De volgende passage uit het rapport van de jury die het boek bekroonde, geeft alvast een verklaring: ‘Fantoomgroei leest als een trein, maar resoneert nog lang na. Na één keer lezen ben je er nog niet klaar mee. Wij lazen het als jury ruim een half jaar na verschijning voor een tweede maal en constateerden dat het aan actualiteit en urgentie niet had ingeboet. Integendeel. Fantoomgroei past in de huidige tijdgeest waarin steeds meer vragen over de houdbaarheid van onze economie worden gesteld.
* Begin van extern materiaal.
PR #2373, opened 2021-05-13
chore: add zmq-based IPC to the DistributedContext [DET-5484]

rb-determined-ai:
This is part of a multi-step process to refactor the harness code in
favor of push architecture:

Goal:

*    Introduce Python WorkloadSequencer that uses Push Architecture.

That can't happen until:

*    The WorkloadManager is broken into simple function calls for
    mutating workload responses.  These simple functions (one after each
    of training, validation, and checkpointing) can be called right
    before making calls to the push API, rather than after responding
    with a workload.Response on a stream of workloads.

That can't happen until:

*    The StorageManager is no longer a part of the WorkloadManager.  The
    StorageManager is the only part of the WorkloadManager that doesn't
    fit neatly into the aforementioned three function calls, since
    storage_mgr.store_path() is a contextmanager.  However, if the
    TrialController were responsible for the StorageManager rather than
    the WorkloadManager, the extra `args: List[Any]` parameter in the
    workload stream would disappear.

Now, it would be nice to package all of that functionality on a
GenericContext of some sort, in preparation for the eventual Generic
API.  It makes sense that the GenericContext would be the place that all
metrics and checkpoint reporting would go through, so that would be the
place where after_training(), after_validation(), and
after_checkpointing() would each be called.  It also makes sense that
the GenericContext would expose the StorageManager to user code.

But nothing can be packaged into the GenericContext until the
GenericContext has ZMQ communications.  For example, a
GenericContext.maybe_load_checkpoint() can't function without
cross-worker synchronization; only the local_rank=0 worker each compute
node should actually load the checkpoint, and the other workers must
wait.

We have all of the tools for ZMQ communication in the harness, and we
even have the ports allocated for it.  But they have always been
attached to the TrialController, rather than the DistributedContext.
That is because right after the refactor, I believed/enforced that the
Context objects were purely for light-weight API call exposures and
didn't have any beefy logic in them.  However, PyTorchContext has proven
that putting logic in the Context object is actually a great strategy,
and the upcoming Generic API is really just the logical conclusion of
that realization.

So as a first step, the ownership of the ZMQ sockets is passing to the
DistributedContext (which will eventually be a member of the
GenericContext).

### DIFF
--- a/harness/determined/_train_context.py
+++ b/harness/determined/_train_context.py
@@ -1,9 +1,9 @@
 import abc
 import logging
-from typing import Any, Callable, Dict, Optional, cast
+from typing import Any, Callable, Dict, List, Optional, cast
 
 import determined as det
-from determined import horovod
+from determined import constants, horovod, ipc
 
 
 class _TrainContext(metaclass=abc.ABCMeta):
@@ -12,10 +12,16 @@ class _TrainContext(metaclass=abc.ABCMeta):
     These methods should be made available to both Native and Trial APIs.
     """
 
-    def __init__(self, env: det.EnvContext, hvd_config: horovod.HorovodContext):
-        self.env = env  # type: det.EnvContext
-        self.hvd_config = hvd_config  # type: horovod.HorovodContext
-        self.distributed = DistributedContext(env, hvd_config)
+    def __init__(
+        self,
+        env: det.EnvContext,
+        hvd_config: horovod.HorovodContext,
+        rendezvous_info: det.RendezvousInfo,
+    ) -> None:
+        self.env = env
+        self.hvd_config = hvd_config
+        self.rendezvous_info = rendezvous_info
+        self.distributed = DistributedContext(env, hvd_config, rendezvous_info)
         self._stop_requested = False
 
     @classmethod
@@ -58,7 +64,7 @@ class _TrainContext(metaclass=abc.ABCMeta):
             config=config,
             limit_gpus=1,
         )
-        return cls(env_context, hvd_config)
+        return cls(env_context, hvd_config, rendezvous_info)
 
     def get_experiment_config(self) -> Dict[str, Any]:
         """
@@ -152,8 +158,13 @@ class TrialContext(_TrainContext):
     The context passed to the User's ``Trial.__init__()`` will inherit from this class.
     """
 
-    def __init__(self, env: det.EnvContext, hvd_config: horovod.HorovodContext):
-        super().__init__(env, hvd_config)
+    def __init__(
+        self,
+        env: det.EnvContext,
+        hvd_config: horovod.HorovodContext,
+        rendezvous_info: det.RendezvousInfo,
+    ) -> None:
+        super().__init__(env, hvd_config, rendezvous_info)
 
 
 class NativeContext(_TrainContext):
@@ -163,8 +174,13 @@ class NativeContext(_TrainContext):
     The context returned by the ``init()`` function will inherit from this class.
     """
 
-    def __init__(self, env: det.EnvContext, hvd_config: horovod.HorovodContext):
-        super().__init__(env, hvd_config)
+    def __init__(
+        self,
+        env: det.EnvContext,
+        hvd_config: horovod.HorovodContext,
+        rendezvous_info: det.RendezvousInfo,
+    ) -> None:
+        super().__init__(env, hvd_config, rendezvous_info)
         self._train_fn = None  # type: Optional[Callable[[], None]]
 
     def _set_train_fn(self, train_fn: Callable[[], None]) -> None:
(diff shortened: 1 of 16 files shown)


rb-determined-ai:
I should also mention that this PR is a step in the direction of finally deleting the PolyHorovod object, since the places where framework-agnostic horovod is required are getting fewer and fewer.  By the time we have a fully Generic API, we will not need it at all (since users will not need it).

harness/determined/_trial_controller.py
```diff
@@ -249,82 +249,5 @@ def __init__(self, *args: List[Any], **kwargs: Dict[str, Any]) -> None:
...
+            f"TrialController initialized on rank {rank}, using hvd: {self.hvd_config.use}."
         )
-
-        # Initialize communication directly between training processes.
-        self.train_process_comm_chief = None  # type: Optional[ipc.ZMQBroadcastServer]
-        self.train_process_comm_worker = None  # type: Optional[ipc.ZMQBroadcastClient]
-        if self.hvd_config.use:
-            self._initialize_train_process_comm()
-
-    def _initialize_train_process_comm(self) -> None:
```
shiyuann, line 262: :D I actually wrote some similar changes in my `LightningTrial` code. I am so glad to see those changes happen here. Those functions just make no sense to be in the trial controller.

harness/determined/cli/experiment.py
```diff
@@ -174,7 +174,7 @@ def local_experiment(args: Namespace) -> None:
     determined.common.set_logger(bool(experiment_config.get("debug", False)))
 
     with det._local_execution_manager(args.model_def.resolve()):
-        trial_class = load.load_trial_implementation(experiment_config["entrypoint"])
+        trial_class = load.trial_class_from_entrypoint(experiment_config["entrypoint"])
```
shiyuann, line 177: prasie: I like the new name. :D

harness/determined/estimator/_estimator_context.py
```diff
@@ -34,8 +34,13 @@ class EstimatorContext(estimator._EstimatorReducerContext):
     workflow that uses the ``tf.estimator`` API.
     """
 
-    def __init__(self, env: det.EnvContext, hvd_config: horovod.HorovodContext) -> None:
-        super().__init__()
+    def __init__(
+        self,
+        env: det.EnvContext,
+        hvd_config: horovod.HorovodContext,
+        allgather_fn: Callable[[Any], List[Any]],
```
shiyuann, line 41: :D This makes the inheritance relationship between `EstimatorContext` and `EstimatorTrialContext` looks dumb since `TrialContext` inherits `TrainContext`, which contains the allgather function. I understand this is just workaround to make the od code path work. So I won't let you refactor the whole class inheritance relationships.

harness/determined/estimator/_estimator_trial.py
```diff
@@ -770,34 +768,17 @@ def compute_validation_metrics(self) -> workload.Response:
...
-        else:
-            self.train_process_comm_worker = cast(
-                ipc.ZMQBroadcastClient, self.train_process_comm_worker
-            )
-            logging.debug(f"Worker {hvd.rank()} sending metrics.")
-            self.train_process_comm_worker.send(metrics)
-            # Synchronize with the chief so that there is no risk of accidentally calling send()
-            # for a future gather before all workers have called send() on this gather.
-            _ = self.train_process_comm_worker.recv()
+        all_metrics = self.context.distributed._zmq_gather(metrics)
```
shiyuann, line 771: praise: nice refactor

harness/determined/_train_context.py
```diff
@@ -152,8 +158,13 @@ class TrialContext(_TrainContext):
...
+    def __init__(
+        self,
+        env: det.EnvContext,
+        hvd_config: horovod.HorovodContext,
+        rendezvous_info: det.RendezvousInfo,
+    ) -> None:
+        super().__init__(env, hvd_config, rendezvous_info)
 
 
 class NativeContext(_TrainContext):
```
shiyuann, line 170: Shouldn't this be removed? I thought we have already removed the native API.

shiyuann (approved):
This is actually a PR that makes me happier after reviewing. Just one question: what blocks us removing the Native API?

harness/determined/_train_context.py
rb-determined-ai: No, it is not removed.  It is only deprecated.  I have stated that I would like to remove `det.experimental.keras.init()` and `det.experimental.estimator.init()` for the `0.16.0` release, but that won't happen until right before the `0.16.0` release.

harness/determined/keras/_tf_keras_trial.py
```diff
@@ -931,7 +931,7 @@ def _compute_validation_metrics(self) -> workload.Response:
             # Use a global ZMQ barrier here because we have observed cases where hvd.allreduce
             # may hang when called minutes apart by different workers which may happen if
             # workers complete evaluation at different speeds.
-            self._global_barrier()
+            _ = self.context.distributed._zmq_gather(None)
```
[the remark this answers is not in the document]
rb-determined-ai: Why bother, while they are all private functions?  (we can discuss the public API later, when we expose a Generic API)

harness/determined/_trial_controller.py
rb-determined-ai: Agreed.  (sorry it took me so long to come around, haha)

harness/determined/estimator/_estimator_context.py
rb-determined-ai: Yeah.  I didn't spend too much time refactoring the inheritance pattern here, largely because of the Native Context laying around.  It's only the Native context that even distinguishes between the `EstimatorContext` and the `EstimatorTrialContext`, so after Native is gone there will only be `EstimatorContext`.

rb-determined-ai:
all tests passed, merging.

In elke vezel van dit boek voel je dat het deze auteurs menens is.’
Het boek leest inderdaad bijzonder vlot, appeleert aan een inmiddels breed gedragen gevoel van onbehagen over de huidige staat van onze economie en is geschreven door twee gedreven auteurs die naar eigen zeggen ‘activistisch’ zijn geworden door hun pogingen een antwoord te vinden op de simpele vraag waaruit dit boek voortvloeide.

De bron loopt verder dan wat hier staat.